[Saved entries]
PR #364, opened 2016-08-08
fix(UIPointer): get pointer id from specified controller

thacio:
Previously, the UIPointer would attempt to assign the pointer id
based on the provision that a Tracked Object script was present on
the same component as the UIPointer script. This meant it could
only be applied to the controllers or the headset by default.

The pointer id is now determined by the index of the controller
passed to the UI Pointer and therefore the UI pointer can be
attached to any game object that can also emit a world pointer.

### DIFF
--- a/Assets/SteamVR_Unity_Toolkit/Scripts/VRTK_UIPointer.cs
+++ b/Assets/SteamVR_Unity_Toolkit/Scripts/VRTK_UIPointer.cs
@@ -76,12 +76,12 @@
 
         private void Start()
         {
-            ConfigureEventSystem();
-            ConfigureWorldCanvases();
             if (controller == null)
             {
                 controller = GetComponent<VRTK_ControllerEvents>();
             }
+            ConfigureEventSystem();
+            ConfigureWorldCanvases();
         }
 
         private void ConfigureEventSystem()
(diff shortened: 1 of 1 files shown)


GitCop:

 * Commit: e23f2ec1728618c2a5c59e49415a49de0196f1f5

---

thacio:
oh you, git cop :(
What's the problem? I thought it could be the space after the ":", so I changed it.

thestonefox:
I'd update the commit message (subject and body) to something like:

```
fix(UIPointer): get pointer id from specified controller

Previously, the UIPointer would attempt to assign the pointer id
based on the provision that a Tracked Object script was present on
the same component as the UIPointer script. This meant it could
only be applied to the controllers or the headset by default.

The pointer id is now determined by the index of the controller
passed to the UI Pointer and therefore the UI pointer can be
attached to any game object that can also emit a world pointer.
```

Bit of reasoning of why this is more appropriate: Having a subject that has the type of `fix` doesn't need the word "fix" mentioning in the subject text because it's implicitly a fix, plus it's best to say what the fix actually does. The body should try and explain the rationale behind the change rather than the implicit changes to the code (as that can be seen from looking at the code diff in the commit)

PR #369, opened 2016-08-09
fix(Interaction): allow pause collisions on tracked objects

thestonefox:
Previously, tracked objects did not pause collisions on grab due
to the code that calls the pause being inaccessible. This code has
now been moved so it is accessible for all grab mechanics.


HenryGarle:
Far better, I missed the common call to InitGrabbedObject().

PR #381, opened 2016-08-11
feat(Controller): optionally disable the pointer on grab or on use

gpvigano:
Add to Interactable Object a **Pointer Disable Mode** option
(`pointerDisableMode` in `VRTK_InteractableObject`) of type
`PointerDisableMode`:
 * `DontDisable` means not disabling the pointer.
 * `OnGrab` means disabling the pointer when grabbed.
 * `OnUse` means disabling the pointer when using.

Update methods `StartUsing` `StopUsing` `Grabbed` `Ungrabbed` to
support this option.

### DIFF
--- a/Assets/SteamVR_Unity_Toolkit/Scripts/VRTK_InteractableObject.cs
+++ b/Assets/SteamVR_Unity_Toolkit/Scripts/VRTK_InteractableObject.cs
@@ -46,6 +46,13 @@ namespace VRTK
             OverrideDontHide,
         }
 
+        public enum PointerDisableMode
+        {
+            DontDisable,
+            OnGrab,
+            OnUse,
+        }
+
         [Header("Touch Interactions", order = 1)]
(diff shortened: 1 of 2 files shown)


gpvigano:
I just pulled out from my previous PR #367 I feature that could be useful in general, then I think I can close the PR #367 (leaving that stuff for a future possible showcase repo).

thestonefox:
I can see the purpose of this, i'm not sure i agree with the approach.

Feels a bit coupled relating directly to the pointers.

I would probably do it by having a 3rd party helper script (something not specifically in the toolkit) that listens for the on grab event and the disables the pointers and re-enables them on the ungrab event.

For whatever reason, someone may be using a different pointer which isn't a world pointer and then this wouldn't work.

gpvigano:
You're right, it's coupled because of code like this:
`grabbingObject.GetComponent<VRTK_WorldPointer>()`
OK, I close this PR.

PR #401, opened 2016-08-14
chore(HeadsetCollisionFade): Independent blink times and base class

sblancodiez:
Simple changes to make HeadsetCollisionFade extendable/modifiable. Also took the chance to add another variable to get independent fade times.

Yesterday I implemented (not in this commit) a different version of the HeadsetCollisionFade script that created a gameobject with a collider just in the last good position and checked that you were inside this collider and outside others before fading back. Also, if you kept moving further it resetted the position of the CameraRig so just backing a little bit always faded you back to a good position. This way the player can't go through walls and cheat.

If this commit is good for you I will implement cleanly this different method in a new script that inherits from the new base so users can choose or create other methods.

### DIFF
--- a/Assets/SteamVR_Unity_Toolkit/Scripts/VRTK_BasicTeleport.cs
+++ b/Assets/SteamVR_Unity_Toolkit/Scripts/VRTK_BasicTeleport.cs
@@ -198,7 +198,7 @@ namespace VRTK
 
         private void InitHeadsetCollisionListener(bool state)
         {
-            var headset = FindObjectOfType<VRTK_HeadsetCollisionFade>();
+            var headset = FindObjectOfType<VRTK_HeadsetCollisionFadeBase>();
             if (headset)
             {
                 if (state)
--- a/Assets/SteamVR_Unity_Toolkit/Scripts/VRTK_HeadsetCollisionFade.cs
+++ b/Assets/SteamVR_Unity_Toolkit/Scripts/VRTK_HeadsetCollisionFade.cs
@@ -10,40 +10,16 @@
 
     public delegate void HeadsetCollisionEventHandler(object sender, HeadsetCollisionEventArgs e);
 
-    public class VRTK_HeadsetCollisionFade : MonoBehaviour
+    public abstract class VRTK_HeadsetCollisionFadeBase : MonoBehaviour
     {
-        public float blinkTransitionSpeed = 0.1f;
+        public float blinkTransitionSpeedEnter = 0.1f;
+        public float blinkTransitionSpeedExit = 0.1f;
         public Color fadeColor = Color.black;
-        public string ignoreTargetWithTagOrClass;
 
         public event HeadsetCollisionEventHandler HeadsetCollisionDetect;
         public event HeadsetCollisionEventHandler HeadsetCollisionEnded;
 
-        public virtual void OnHeadsetCollisionDetect(HeadsetCollisionEventArgs e)
-        {
-            if (HeadsetCollisionDetect != null)
-            {
-                HeadsetCollisionDetect(this, e);
-            }
-        }
-
-        public virtual void OnHeadsetCollisionEnded(HeadsetCollisionEventArgs e)
-        {
-            if (HeadsetCollisionEnded != null)
-            {
-                HeadsetCollisionEnded(this, e);
-            }
-        }
-
-        private HeadsetCollisionEventArgs SetHeadsetCollisionEvent(Collider collider, Transform currentTransform)
-        {
-            HeadsetCollisionEventArgs e;
-            e.collider = collider;
-            e.currentTransform = currentTransform;
-            return e;
-        }
-
-        private void Start()
+        protected virtual void Start()
         {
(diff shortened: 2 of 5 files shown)


thestonefox:
Hi,

I'm not sure i understand the reason to rename the HeadsetCollisionFade to HeadsetCollisionFadeBase and make it an abstract class.

If you are hoping to extend this but because of the private methods it's preventing you, then the PR should probably just update the class to change the relevant private methods to protected.

sblancodiez:
Hi,

Its not a rename, there is still a HeadsetCollisionFade class. I did it that way so the base had what I think it would be mandatory for any possible implementation (basically, event dispatching and initialization) and then the HeadsetCollisionFade class builds from that the collision and ValidTarget thing.

If you prefer I can merge everything into a single class as you say, I just thought that having ValidTarget and the OnCollision handlers protected virtual instead forced other implementations to override them (maybe even leaving them empty) if they wanted to do things differently. Having two classes allow people to either override the base and do their thing or override the normal HeadsetCollisionFade if they just want to build from there.

Either way will work in the end, so please confirm if you want me to join everything under a single class or not and I will change whatever needed.

thestonefox:
Right, I see now the abstract class and concrete class are in the same file.

But if your concept is to have a base class that just deals with headset collision then I think it would be better to have a class in the Abstractions directory called `VRTK_HeadsetCollision` that purely deals with the headset collider trigger and throwing the events.

Then a concrete class `VRTK_HeadsetCollisionFade` inherits that and deals with fading the headset view on collision.

Then you could write other classes to do other things on headset collision (without ever needing to fade)

sblancodiez:
Hi,

It is the opposite of your statement; the base class does not do anything with actual collisions nor does it know how that is done, it just has the functionality of fading and event dispatching so other parts of the toolkit can react to the fade (Teleport, for example). In other words, the base class has the minimum functionality relating to other parts of the toolkit and the fading.

Then, the particular inherited class detects collisions or calculates in any way wether the headset should fade in or fade out and uses the base class functionality to do the actual fade and send the events.

I don't know if you can look at the full source in the pull request, but I think it is seen more clearly than using the diff. As an example, right now I could inherit from the base class and do a different implementation based on raycasting or positions or other flags specific to my project and would not have to actually override all the detection stuff.

Separating to another file in abstractions the base class is a good idea.

Sorry if I don't explain properly, English is not my mother tongue so maybe I am not explaining properly.

thestonefox:
Which idea do you think is better moving forward?

* A generic HeadsetCollision base class that is purely used for knowing when the headset has collided. Then another class that extends this to fade the headset on collision.

* A generic fade headset class that can be triggered to fade the headset, then extended into a class that calls the fade when a collision happens?

My preference is the first one, because the headset fade is just a call to SteamVR.Fade anyway.

sblancodiez:
I do think using a base class is the way to go since that will allow for better developer experience. But I still think that the collision detection per se should not be in the base class since that could potentially be achieved in different manners with different constraints, filters or philosophies. Normally using a collider and checking the Enter and Exit is the way to go, but there may be different cases.

If the user just needs to do some modification on top of the current implementation, they can inherit from the the child class (HeadsetCollisionFade) instead of the base class. But if they want to do something different, they can inherit from the base class so they will be compatible with the rest of the toolkit (because of the standardized event handling in the base class) and they can do whatever they want without having to break/modify anything and without needing to override with empty methods.

Anyway, surely I am just nitpicking. If you feel it would be better to have it unified and leave everything protected virtual that is enough so anyone can do their thing.

thestonefox:
If the user wants to make the headset fade without collision, then they can just call `SteamVR.fade()`- it's built straight into steamVR, that's why I think I'm not seeing the benefit of a core class that just does headset fading, because it would probably just be a wrapper over `SteamVR.fade()` ,unless there are fade/unfade events, and in which case I wonder if it's better to not use inheritance but to use composition to just include a headset action on collision (one could be headset fade) then the headset fade action could be included on other classes too (if you didn't want collision to cause the fade).

Are you in the slack channel? This is probably worth discussing in there to get more people joining in the discussion.

sblancodiez:
I will investigate this slack channel.

The composition idea is good too. The thing is, it is not just fading, because as you say that is just a call to the SteamVR API. The idea is fading and deactivating Teleport and maybe other things while faded, so the events are very important to get that. 

Also, I emphasize the possibility of different implementations regarding the 'collision' detection. Forcing it to be in one way and just leaving other scripts the possibility to react on this is not enough. Putting the idea in simple terms, I think that there is a condition that makes the screen fade and all fade side-effects and other condition that makes the screen fade back and remove side-effects. These conditions may be different in nature, but notifying other scripts via events and the actual fading (for now, since in the future making something to fade to a texture, for example, would be great) are mandatory.

thestonefox:
For completeness (following the Slack discussion) I will take a stab at implementing the new changes to the headset collision stuff and then link to my PR in this PR.

(so let's leave this PR open for now!)

thestonefox:
I'm going to close this as I have an issue open to resolve this now

PR #412, opened 2016-08-17
fix(Controller): enhance AutoGrab script

10FingerArmy:
AutoGrab would fail if the controllers initially already touched
something. This is now fixed.

Also stronger typing has been introduced and the script flow fixed so
that now error messages also appear in the console.

### DIFF
--- a/Assets/SteamVR_Unity_Toolkit/Scripts/VRTK_ObjectAutoGrab.cs
+++ b/Assets/SteamVR_Unity_Toolkit/Scripts/VRTK_ObjectAutoGrab.cs
@@ -5,7 +5,7 @@
 
     public class VRTK_ObjectAutoGrab : MonoBehaviour
     {
-        public GameObject objectToGrab;
+        public VRTK_InteractableObject objectToGrab;
         public bool cloneGrabbedObject;
 
         private VRTK_InteractGrab controller;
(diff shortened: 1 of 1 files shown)


Assets/SteamVR_Unity_Toolkit/Scripts/VRTK_ObjectAutoGrab.cs
```diff
@@ -5,36 +5,38 @@
...
         private VRTK_InteractGrab controller;
 
         private IEnumerator Start()
         {
             controller = GetComponent<VRTK_InteractGrab>();
-
             if (!controller)
             {
                 Debug.LogError("The VRTK_InteractGrab script is required to be attached to the controller along with this script.");
+                yield break;
```
thestonefox: Do you want to return out of this function here? As far as I know Debug.LogError will stop/pause the scene with the error, but you then in theory at this paused state add the interact grab script to the controller and resume the scene for it to carry on working.

If it's returned at this point then unpausing after the break won't actually carry on if you've applied the fix?

10FingerArmy: This is not how we should handle this IMO. This is a setup issue you should fix once. The old state was plain wrong since when the code continued to run (or you simply did not have errorpause on like most have) it would work on null objects. Also at least for me the error did not even appear in the console, it was simply hidden by Unity for some reason. This solution should be much cleaner and informative IMO.

PR #414, opened 2016-08-17
feat(Teleport): add budget cuts teleporter

mimminito:
Added in a budget cuts style teleporter. You can use a pointer to set a destination which in turn spawns a SpyCam. The SpyCam then allows you to look around through a viewport attached to the controller. You can then press the PointerSet button to teleport to that location.

A new example scene 038_BudgetCutsTeleport has been added to showcase the teleporter.

### DIFF
--- a/Assets/SteamVR_Unity_Toolkit/Examples/038_BudgetCutsTeleport.unity
+++ b/Assets/SteamVR_Unity_Toolkit/Examples/038_BudgetCutsTeleport.unity
@@ -1,0 +1,2697 @@
+%YAML 1.1
+%TAG !u! tag:unity3d.com,2011:
+--- !u!29 &1
+SceneSettings:
+  m_ObjectHideFlags: 0
+  m_PVSData: 
+  m_PVSObjectsArray: []
+  m_PVSPortalsArray: []
+  m_OcclusionBakeSettings:
+    smallestOccluder: 5
+    smallestHole: 0.25
+    backfaceThreshold: 100
+--- !u!104 &2
+RenderSettings:
+  m_ObjectHideFlags: 0
+  serializedVersion: 7
+  m_Fog: 0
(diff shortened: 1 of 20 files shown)


xEvoGx:
Damn son! Awesome! :smile:

mimminito:
Doesnt include the fancy transitions like Budget Cuts and Vertigo do, but its a base to work from.

OmegaJak:
This is awesome! I've got a few thoughts/questions though:

- I couldn't find a way to cancel the teleport once it was initiated. Am I missing something or was this not included?
- Initially I didn't notice, but when doing frequent teleporting the load time of the viewport gets a bit prohibitive. I understand there might be limitations to the rendertexture or whatever, but it should be possible to teleport before the viewport has loaded. It should be possible pretty much instantly imo
- The camera view in the viewport seemed to clip through objects I was teleporting near pretty frequently, so I tried reducing the clipping plane to 0.1 and that helped a lot. Maybe this change should be made for the default prefab?

Otherwise, as far as being closer to the actual Buget Cuts teleporter, the biggest diffrences I noticed were the lack of being able to shoot a ball (which should probably be a separate script & PR), as well as the camera not moving in space when the controller does, only rotating. Again, though, that could be a separate PR (hell, maybe I'll add it even). This is a great starting point for sure though.

OmegaJak:
Also maybe the example should be named "038_Controller_BudgetCutsTeleport" for consistency? Though really idk why they're all named that way.

thestonefox:
@OmegaJak it would tecnically be `038_CameraRig_BudgetCutsTeleporter` but also I think perhaps best to come up with another name instead of BudgetCuts (otherwise people may draw comparisons and then discount it if it's not the same as the BudgetCuts one).

The reason they have the `Controller` `CameraRig` etc, is to show where the scripts the scene is largely about are being applied to :)

thestonefox:

PR #458, opened 2016-08-24
feat(Interaction): add helper for interaction unity events

Blueteak:
This adds a helper script to use on Interactable Objects. It will connect all delegates to UnityEvents to use inside the inspector, but is not integrated directly into the Interactable Object script for performance and clutter reasons.

### DIFF
--- a/Assets/VRTK/Scripts/Helper/UnityEvents.meta
+++ b/Assets/VRTK/Scripts/Helper/UnityEvents.meta
@@ -1,0 +1,9 @@
+fileFormatVersion: 2
+guid: bc66491294ded4eb49bc4e7882357d67
+folderAsset: yes
+timeCreated: 1472142091
+licenseType: Pro
+DefaultImporter:
+  userData: 
+  assetBundleName: 
+  assetBundleVariant: 
--- a/Assets/VRTK/Scripts/Helper/UnityEvents/VRTK_InteractableObject_UnityEvents.cs
+++ b/Assets/VRTK/Scripts/Helper/UnityEvents/VRTK_InteractableObject_UnityEvents.cs
@@ -1,0 +1,70 @@
+﻿using UnityEngine;
+using System.Collections;
+using UnityEngine.Events;
+using VRTK;
+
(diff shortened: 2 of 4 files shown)


Assets/VRTK/Scripts/Helper/VRTK_InteractionEvents.cs
```diff
@@ -0,0 +1,68 @@
...
+	[System.Serializable]
+	public class UnityObjectEvent: UnityEvent<GameObject> {};
+	public UnityObjectEvent OnTouch;
+	public UnityObjectEvent OnUntouch; 
+	public UnityObjectEvent OnGrab; 
+	public UnityObjectEvent OnUngrab; 
+	public UnityObjectEvent OnUse; 
+	public UnityObjectEvent OnUnuse;  
+
+	void Awake () {
```
thestonefox: should this be in the `OnEnable` and then a `OnDisable` to clean them up?

Assets/VRTK/Scripts/Helper/VRTK_InteractionEvents.cs
```diff
@@ -0,0 +1,68 @@
...
+		OnUse.Invoke(e.interactingObject);
+	}
+
+	void Unuse(object o, InteractableObjectEventArgs e)
+	{
+		OnUnuse.Invoke(e.interactingObject);
+	}
+	
+	// Update is called once per frame
+	void OnDestroy () {
```
thestonefox: If this was done in OnDisable then you wouldn't need it done in Destroy

thestonefox:
I like this concept. However I think it shouldn't be hidden away in a "helper" folder. I think a new folder should be created in the `Scripts` folder called something like `UnityEventHelpers` and then follow a naming convention of `UnityEventHelpers/VRTK_InteractableObject_UnityEvents` then there should be a point in the documentation perhaps in the script section after `Class Events` called `Unity Events` that describes where the script is to add unity events and a brief explanation of each exposed event.

Do you wanna do this? Or shall I do it as it's a bit more involved work wise :)

PR #475, opened 2016-08-28
fix(Interaction): improve door gizmos

10FingerArmy:
Improves visualizing the opening direction of doors a lot. There were
quite some situations so far where gizmos would point into the wrong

▸ **Exercise prompt**: Whenever a line of the data holds the string "leave", pick that line out.

▸ **Written answer**:
Anyway, surely I am just nitpicking. If you feel it would be better to have it unified and leave everything protected virtual that is enough so anyone can do their thing.
(so let's leave this PR open for now!)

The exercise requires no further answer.